Single by Blonde featuring Alex Newell
- Released: 10 April 2015
- Recorded: 2014
- Genre: House
- Length: 2:50
- Label: Parlophone
- Songwriters: Lucas Secon; Jacob Manson; Adam Englefield; Cass Lowe; Rachel Keen;
- Producer: Blonde

Blonde singles chronology
| "I Loved You" (2014) | "All Cried Out" (2015) | "Feel Good (It's Alright)" (2015) |

Alex Newell singles chronology
| "Stronger" (2015) | "All Cried Out" (2015) | "This Ain't Over" (2016) |

= All Cried Out (Blonde song) =

"All Cried Out" is a song by British house duo Blonde.
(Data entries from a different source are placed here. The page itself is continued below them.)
PR #5516, opened 2023-05-09
test(launch): Add launch release testing and kubernetes runner test

TimH98:
Fixes
-----
Fixes [WB-13562](https://wandb.atlassian.net/browse/WB-13562)

Description
-----------
1. Added a new tox environment, `tox -e launch-release`, that runs everything under `tests/pytest_tests/release_tests/test_launch/`. These are release tests and are described in the readme. The full scope of what we want to test with this is still being decided.
2. Implemented a test to spin up an agent, add a run to a queue, and have the agent run it using the kubernetes runner.

Testing
-------
`tox -e launch-release` :)

### <samp>🤖 Generated by Copilot at b6242d2</samp>

> _`launch` tests added_
> _README and tox env help_
> _kaniko less strict - winter_

[WB-13562]: https://wandb.atlassian.net/browse/WB-13562?atlOrigin=eyJpIjoiNWRkNTljNzYxNjVmNDY3MDlhMDU5Y2ZhYzA5YTRkZjUiLCJwIjoiZ2l0aHViLWNvbS1KU1cifQ


tests/pytest_tests/unit_tests_old/tests_launch/test_kaniko_build.py
```diff
@@ -275,6 +275,4 @@ def test_build_image_success(
             "Created kaniko job wandb-launch-container-build-"
             in capsys.readouterr().err
         )
-        assert (
-            image_uri == "12345678.dkr.ecr.us-east-1.amazonaws.com/test-repo:b60e433c"
-        )
+        assert "12345678.dkr.ecr.us-east-1.amazonaws.com/test-repo" in image_uri
```
TimH98, line 278: Sort of unrelated to the rest of the change, but this test has been failing on my machine due to the hash being different and it's been driving me crazy for a while

tox.ini
```diff
@@ -204,6 +204,13 @@ commands=
     !{notebooks}: pytest {env:CI_PYTEST_SPLIT_ARGS:} -n={env:CI_PYTEST_PARALLEL:{env:WB_UNIT_PARALLEL:10}} --durations=20 --reruns 3 --reruns-delay 1 --junitxml=test-results/junit.xml --cov-config=.coveragerc --cov --cov-report= --no-cov-on-fail --timeout 300 {posargs:tests/pytest_tests/}
     notebooks: pytest {env:CI_PYTEST_SPLIT_ARGS:} -n={env:CI_PYTEST_PARALLEL:{env:WB_UNIT_PARALLEL:10}} --durations=20 --reruns 3 --reruns-delay 1 --junitxml=test-results/junit.xml --cov-config=.coveragerc --cov --cov-report= --no-cov-on-fail --timeout 300 {posargs:tests/pytest_tests/system_tests/test_notebooks}
 
+[testenv:launch-release]
+deps=
+    {[base]deps}
```
KyleGoyette, line 209: What's base here? We may want to install the launch extras instead of base for testing launch

tests/pytest_tests/unit_tests_old/tests_launch/test_kaniko_build.py
KyleGoyette: I think the hash might be different because of the python version

tests/pytest_tests/release_tests/test_launch/test_kubernetes.py
```diff
@@ -0,0 +1,27 @@
...
+ENTITY = "launch-release-testing"
+PROJECT = "release-testing"
+QUEUE = "kubernetes-queue"
+JOB_NAME = "job-source-release-testing-train-np.py:v0"
+
+
+def test_kubernetes_successful_run():
+    try:
+        # Start launch agent
+        agent_cmd = ["wandb", "launch-agent", "-q", QUEUE, "-e", ENTITY]
```
KyleGoyette, line 14: This is probably worth testing, since it tests an agent on a machine submitting to k8s. But we also will want to test with the agent in k8s.

KyleGoyette (commented):
This seems like a good start, I think we'll want to install launch extras if I understand right. We should have an internal doc outlining how this test system is used in detail so devs know what its doing.

tests/pytest_tests/unit_tests_old/tests_launch/test_kaniko_build.py
TimH98: I think it's because my username is different to the one used in CI, some debug prints showed that the user [here](https://github.com/wandb/wandb/blob/main/wandb/sdk/launch/builder/build.py#LL159C22-L159C22) is `timh`, which affects the output hash.

tests/pytest_tests/release_tests/test_launch/test_kubernetes.py
TimH98: That'll come in a followup PR, it's ending up a bit more involved than this simpler test so it'll be nicer to have it separate.

KyleGoyette (approved):

PR #6599, opened 2023-11-14
chore(launch): Add prioritization mode to create_run_queue

TimH98:
Description
-----------
- Fixes [WB-15874](https://wandb.atlassian.net/browse/WB-15874)

Enables `create_run_queue()` to use the `prioritization_mode` param when the server is updated to support it.

### <samp>🤖 Generated by Copilot at 27ba18c</samp>

This pull request implements launch prioritization for run queues, a feature that allows users to specify how runs are ordered and executed from a queue. It adds a new parameter `prioritization_mode` to the public API functions and classes for creating and managing run queues in `wandb/apis/public.py`. It also updates the internal API logic in `wandb/sdk/internal/internal_api.py` to handle the prioritization mode and ensure compatibility with different server versions.

Testing
-------
Started a local wandb server instance with an [end to end prioritization implementation](https://github.com/wandb/core/pull/17874) and called `create_run_queue()` with `prioritization_mode` set. Also tested against a server version that doesn't support `prioritization_mode` and confirmed an exception was raised.

### <samp>🤖 Generated by Copilot at 27ba18c</samp>

> _To prioritize runs in a queue_
> _We added a parameter that's new_
> _`prioritization_mode`_
> _In the `Api` code_
> _And the public interface too_

[WB-15874]: https://wandb.atlassian.net/browse/WB-15874?atlOrigin=eyJpIjoiNWRkNTljNzYxNjVmNDY3MDlhMDU5Y2ZhYzA5YTRkZjUiLCJwIjoiZ2l0aHViLWNvbS1KU1cifQ


nickpenaranda (approved):

tests/pytest_tests/unit_tests/test_internal_api.py
```diff
@@ -125,6 +125,65 @@ def test_internal_api_with_no_write_global_config_dir(tmp_path):
         os.chmod(tmp_path, 0o777)  # Allow the test runner to clean up.
 
 
+def test_create_run_queue(monkeypatch):
```
kptkin, line 128: maybe would be better to put this test under the launch folder?

wandb/sdk/internal/internal_api.py
```diff
@@ -649,9 +653,16 @@ def create_run_queue_introspection(self) -> Tuple[bool, bool]:
                     res.get("CreateRunQueueInputType", {}).get("inputFields", [{}])
                 )
             ]
+            self.server_create_run_queue_supports_priority = "prioritizationMode" in [
+                x["name"]
+                for x in (
+                    res.get("CreateRunQueueInputType", {}).get("inputFields", [{}])
```
kptkin, line 659: probably want to make sure that res is not None, otherwise this will fail

wandb/sdk/internal/internal_api.py
```diff
@@ -1404,32 +1420,79 @@ def create_run_queue(
             raise UnsupportedError(
                 "default resource configurations are not supported by this version of wandb server."
             )
+        if not supports_prioritization and prioritization_mode is not None:
+            raise UnsupportedError(
+                "launch prioritization is not supported by this version of wandb server."
```
kptkin, line 1425: could you know which minimal version will support it? just thinking of a more actionable error message. maybe at least let people know how if they can update to latest or what not

wandb/sdk/internal/internal_api.py
```diff
@@ -1404,32 +1420,79 @@ def create_run_queue(
...
-                input: {
-                    entityName: $entity,
-                    projectName: $project,
-                    queueName: $queueName,
-                    access: $access,
-                    defaultResourceConfigID: $defaultResourceConfigID
+        if supports_prioritization:
+            query = gql(
+                """
+            mutation createRunQueue(
```
kptkin, line 1431: matter of style, but maybe you can reduce duplication and just add the missing field in case `supports_prioritization` is true.

kptkin (approved):
Approving as it fully a launch change and already got a stamp from the launch team.

PR #6629, opened 2023-11-23
test(sdk): use asyncio.run instead of homemade solutions, now that we require py37

speezepearson:
Description
-----------

When I added some asyncio stuff ~1yr ago, we supported Python 3.6, which doesn't have `asyncio.run`, which would have made some of our tests easier to write. So I implemented a kinda-hacky, not-equivalent helper.

But now, [our pyproject.toml](https://github.com/wandb/wandb/blob/8f78e41ec3ff5bf2595b7a8a4ea26f779592246f/pyproject.toml#L12) makes it look like we _do_ require 3.7, so we can use the real `asyncio.run`!

### <samp>🤖[[deprecated]](https://githubnext.com/copilot-for-prs-sunset) Generated by Copilot at 8f78e41</samp>

This pull request refactors some unit tests to use the built-in `asyncio.run` function for running asynchronous code. This affects the tests for the `InternalApi` and `retry` modules in the files `test_internal_api.py` and `test_retry.py`. This change improves the simplicity and consistency of the test code.

Testing
-------
None; if this isn't right, probably the relevant tests will just fail catastrophically. And they don't on my laptop.

### DIFF
--- a/tests/pytest_tests/unit_tests/test_internal_api.py
+++ b/tests/pytest_tests/unit_tests/test_internal_api.py
@@ -8,7 +8,6 @@ import sys
 import tempfile
 from pathlib import Path
 from typing import (
-    Awaitable,
     Callable,
     Mapping,
     Optional,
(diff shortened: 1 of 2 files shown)


kptkin (approved):
Couldn't hurt :)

It features vocals from American singer and actor Alex Newell.

==Track listing==
- Digital download
1. "All Cried Out" (featuring Alex Newell) – 2:50

- Digital download – EP
2. "All Cried Out" (Extended Mix) – 4:15
3. "All Cried Out" (Don Diablo Remix) – 4:29
4. "All Cried Out" (The Magician Remix) – 4:38
5. "All Cried Out" (Martin Ikin Remix) – 5:36
6. "All Cried Out" (99 Souls Remix) – 3:37
7. "All Cried Out" (Oliver Nelson Remix) – 5:26

==Charts==

===Weekly charts===

| Chart (2015) | Peak position |
|---|---|
| Belgium (Ultratip Bubbling Under Flanders) | 9 |
| Belgium (Ultratip Bubbling Under Wallonia) | 32 |
| Ireland (IRMA) | 74 |
| Scotland Singles (OCC) | 4 |
| UK Singles (OCC) | 4 |
| UK Dance (OCC) | 1 |

===Year-end charts===

| Chart (2015) | Position |
|---|---|
| UK Singles (OCC) | 98 |

==Certifications==

| Region | Certification | Certified units/sales |
| United Kingdom (BPI) | 2× Platinum | 1,200,000^{‡} |
^{‡} Sales+streaming figures based on certification alone.